▶ **EXERCISE REQUIREMENTS**:
Among the entries below, copy every line that carries the word "required".

(Beginning of EXERCISE DATA)

PR #159, opened 2023-08-30
upgrade service to node18

wdhda-ch:


ecs-image-build/docker_start.sh
```diff
@@ -0,0 +1,8 @@
+#!/bin/bash
+#
+# Start script for promise-to-file-web
+
+PORT=3000
+
+export NODE_PORT=${PORT}
+exec node /opt/dist/App.js -- ${PORT}
```
amartin7663, line 8: This should be www.js, similar to here: https://github.com/companieshouse/confirmation-statement-web/blob/main/ecs-image-build/docker_start.sh

src/authentication/company/middleware/index.ts
```diff
@@ -2,7 +2,7 @@ import { NextFunction, Request, Response } from "express";
 import logger from "../../../logger";
 import {
   COOKIE_NAME, OAUTH2_AUTH_URI, OAUTH2_CLIENT_ID,
-  OAUTH2_REDIRECT_URI
+  OAUTH2_REDIRECT_URI,
```
amartin7663, line 5: This is the last property import, so shouldn't have a comma?

terraform/groups/ecs-service/locals.tf
```diff
@@ -0,0 +1,85 @@
...
+locals {
+  stack_name                = "company-requests" # this must match the stack name the service deploys into
+  name_prefix               = "${local.stack_name}-${var.environment}"
+  service_name              = "promise-to-file-web"
+  container_port            = "3000" # default node port required here until prod docker container is built allowing port change via env var
+  docker_repo               = "promise-to-file-web"
+  lb_listener_rule_priority = 13
+  lb_listener_paths         = ["^/company-required/*"]
+  healthcheck_path          = "/company-required" #healthcheck path for promise to file web
+  healthcheck_matcher       = "200-302"           # no explicit healthcheck in this service yet, change this when added!
```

(End of EXERCISE DATA)

▶ **THE ANSWER**:
+  container_port            = "3000" # default node port required here until prod docker container is built allowing port change via env var
+  lb_listener_paths         = ["^/company-required/*"]
+  healthcheck_path          = "/company-required" #healthcheck path for promise to file web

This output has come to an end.